To get the CoC for a pixel, you’d typically write a pixel shader that samples the depth buffer and plugs that value into the lens equation. But the depth buffer usually stores post-projective depth using a reciprocal mapping, so you must convert that to linear depth in world-space units before using it in the lens equation. This conversion involves a reciprocal, and the lens equation involves another reciprocal. It turns out that you can put the two equations together and the reciprocals cancel out! The CoC is therefore just a linear scale and bias of the depth buffer value.
First, let me review converting the depth buffer value to linear depth. Let $n$ and $f$ be the
world-space depths of the near and far frustum planes.

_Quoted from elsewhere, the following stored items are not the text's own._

PR #81, opened 2021-07-12
Create IIS consumer portal interface

Shaumik-Ashraf:
- create `search_controller.rb` that handles `GET /search/form` and `POST /search/query`
 - create `views/search/form.html.erb` that has terribly designed input form
 - create `search_helper.rb` that maps above input fields to QBP client query
 - add methods `Patient#match?` and `Patient.create_from_bundle!`
 - add lots of test code (bypasses QBP client by accepting `param[:qbp_response]` in test env)


app/controllers/search_controller.rb
```diff
@@ -0,0 +1,68 @@
...
+  # POST /search/query
+  def query
+    results = qbp_query(query_params)
+
+    case results[:code]
+    when 'AE'
+      redirect_to search_form_url,
+                  alert: 'Sorry there was an error, please try again. If problem persists contact system administrator.'
+    when 'AR'
+      render 'rejected', status: :bad_request
```
Jammjammjamm, line 18: I feel like all of these results other than `OK` could be handled by redirecting back to the search form with a flash message rather than with custom error pages.

app/models/patient.rb
```diff
@@ -133,6 +133,39 @@ def to_bundle(base_url)
     bundle
   end
 
+  # compares model's fhir attributes to the key-value pairs in hash
+  def match?(hash)
+    matching = true
+    hash.each do |k, v|
+      if has_attribute? k
+        matching &&= (send(k).to_s == v.to_s)
+        break unless matching
```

Consulting a standard projection-matrix
formula, such as the one implemented by
D3DXMatrixPerspectiveLH
,
we see that the formula for the depth buffer value $d$ in terms of world-space depth $z$ is:
$$
d = \frac{f}{f - n} - \frac{nf}{f - n} \frac{1}{z}
$$
Inverting this equation to get ‘z’ in terms of ‘d’ gives:
$$
z = \frac{1}{\frac{1}{n} - \frac{f - n}{nf} d}
$$
From Wikipedia, the equation for the CoC radius $c$ of a point at depth $z$ is:
$$
c = s \left|1 - \frac{z_\text{focus}}{z} \right|,
$$
where $z_\text{focus}$ is the depth at which the camera is in perfect focus, and $s$ is a
constant scale factor related to the camera setup (see the Wikipedia page for details). Putting
together the last two equations gives
$$
\begin{aligned}
c &= s \left|1 - z_\text{focus} \left(\frac{1}{n} - \frac{f - n}{nf} d \right) \right| \\
&= \left| s\left(1 - \frac{z_\text{focus}}{n} \right) +
\left(s z_\text{focus} \frac{f - n}{nf} \right) d \right|
\end{aligned}
$$
This is just (the absolute value of) a linear scale-bias of $d$, since all the other quantities are
constants with respect to the image. So it’s very easy and cheap to compute a physical camera CoC
directly from the post-projective depth buffer!
Of course, you may not wish to match a real-world camera exactly—we have the freedom to calculate CoC with whatever algorithm we like, and can even do things that real-world cameras can’t, like have two different focal planes in one image! But if you do want to simulate the CoC of an actual camera, this is a convenient formula to have.